Дело это не имело никаких последствий для священника — впрочем, подобные случаи отнюдь не составляли редкость в ту эпоху. Конечно же, служители церкви совершали и добрые дела, но сведения о них редко попадали в официальные документы.
В 40-х годах XVIII века Елена Волынская вышла замуж за князя Сергея Васильевича Урусова, молодого артиллерийского офицера. В 1755 году подпоручик Урусов неожиданно скончался. Семья его оказалась в сложном положении, и спустя четыре года Елена Васильевна была вынуждена заложить все имения, доставшиеся ей от родителей, богатейшему вельможе Ивану Илларионовичу Воронцову. Выкупить свое имущество она уже не смогла. В результате в июне 1761 года белкинское имение перешло во владение графа И. И.Воронцова - наверное, совершенно неожиданно для него самого. С этого момента беспорядочная чехарда в смене владельцев имения кончилась, и в истории села Белкина открылась новая страница.
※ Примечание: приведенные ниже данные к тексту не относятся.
PR #688, opened 2017-10-04
Done

vlaunyc:


bin/tictactoe
```diff
@@ -1,3 +1,22 @@
 #!/usr/bin/env ruby
 
 require_relative '../config/environment'
+
+puts "Welcome to TicTacToe!"
```

```ruby
#!/usr/bin/env ruby
       
TicTacToeCLI.new.call
```

```ruby
class TicTacToeCLI
  def initialize
  end

  def call
   # Your game logic
  end
end
```

lib/board.rb
```diff
@@ -0,0 +1,46 @@
...
+  def full?
+    cells.all?{|c| c == "X" || c == "O"}
+  end
+
+  def turn_count  #returns the amount of used/played cells
+    cells.count{ |c| c == "X" || c == "O"}  #counts when X or O is on board
+  end
+
+  def taken?(user_input)
+    position(user_input) == " " ? false : true   #position(user_input) == "X" || position(user_input)== "O"
```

Иван Илларионович Воронцов родился в 1719 году. В ноябре 1741 года он, молодой гвардейский офицер, вместе со своими братьями Романом и Михаилом (будущим канцлером) участвовал в дворцовом перевороте в пользу Елизаветы Петровны. В знак особой милости к братьям Воронцовым императрица вскоре выдает за Михаила свою двоюродную сестру, а за Ивана — троюродную, дочь Артемия Волынского Марию.
В июне 1740 года, сразу после казни отца, пятнадцатилетняя Мария вместе со своими сестрами была отправлена в ссылку в Енисейск, где их постригли в монахини. Она была обречена провести всю оставшуюся жизнь в стенах глухого монастыря, затерянного в бескрайних просторах сибирской тайги. Смирилась ли юная девушка с уготованной ей участью, что она передумала и перечувствовала за несколько долгих месяцев в своей убогой келье? Ее лицо на портрете, написанном уже в зрелые годы, хранит следы глубоких страданий, и в глазах застыл отблеск тихой печали.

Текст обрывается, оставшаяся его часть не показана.